Prenatal heroin exposure evokes neurochemical and behavioral deficits that in part, reflect disruption of septohippocampal cholinergic function. In earlier studies, we found that cholinergic synaptic defects involve changes in proteins, like protein kinase C, that are essential to receptor-mediated signaling. In the current study, we determined whether heroin targets another signaling protein, adenylyl cyclase (AC), which regulates the production of cAMP. Mice exposed to prenatal heroin showed subsequent postnatal elevations of AC activity that lasted into adulthood. The effect was most robust with stimulants that activate AC directly (forskolin, Mn(2+)), indicating increased expression of AC itself; we also identified shifts in catalytic properties suggestive of a change in the AC isoform.
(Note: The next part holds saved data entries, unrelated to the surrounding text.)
PR #54, opened 2023-11-03
Add support for quota limiting, text gen token limiting and prompt history clearing

MB-Finski:
Add support for quota limiting (text, images and translation), expose text gen new token limit as an admin setting and allow users to clear prompt history from personal settings.

Quota limit is instance wide from admin settings but can be by passed by individual users by providing an own API key in the personal settings. Users can view their current quota use in personal settings.

Local storage of images was dropped in favor of implementing that in the up-coming unified text2image_helper.


appinfo/info.xml
```diff
@@ -71,14 +71,14 @@ Negative:
...
-* the trained model is freely available, and thus can be ran on-premises
+* the trained model is freely available, and thus can be ran on-premises 
 
 Negative:
 * the training data is not freely available, limiting the ability of external parties to check and correct for bias or optimise the model’s performance and CO2 usage.
 
 Learn more about the Nextcloud Ethical AI Rating [in our blog](https://nextcloud.com/blog/nextcloud-ethical-ai-rating/).
 ]]></description>
-    <version>1.0.13</version>
+    <version>1.0.14</version>
```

Superimposed on the overall induction of AC, there were transient deficits in the responses to stimulants working through G-proteins (NaF) or G-protein coupled receptors (isoproterenol, a beta-adrenoceptor agonist), indicating alterations at other steps in the signaling pathway. Effects on the regulation of AC activity were seen in brain regions with widely disparate maturational timetables and also occurred in regions, like the cerebellum, that are sparse in cholinergic input. These results suggest that the expression and/or function of signaling proteins distal to neurotransmitter receptors represent a major target for neurobehavioral teratogenesis by heroin; the fact that these targets are shared by otherwise unrelated neuroteratogens may account for a common set of neurochemical and behavioral anomalies in response to prenatal exposure to drugs or environmental chemicals.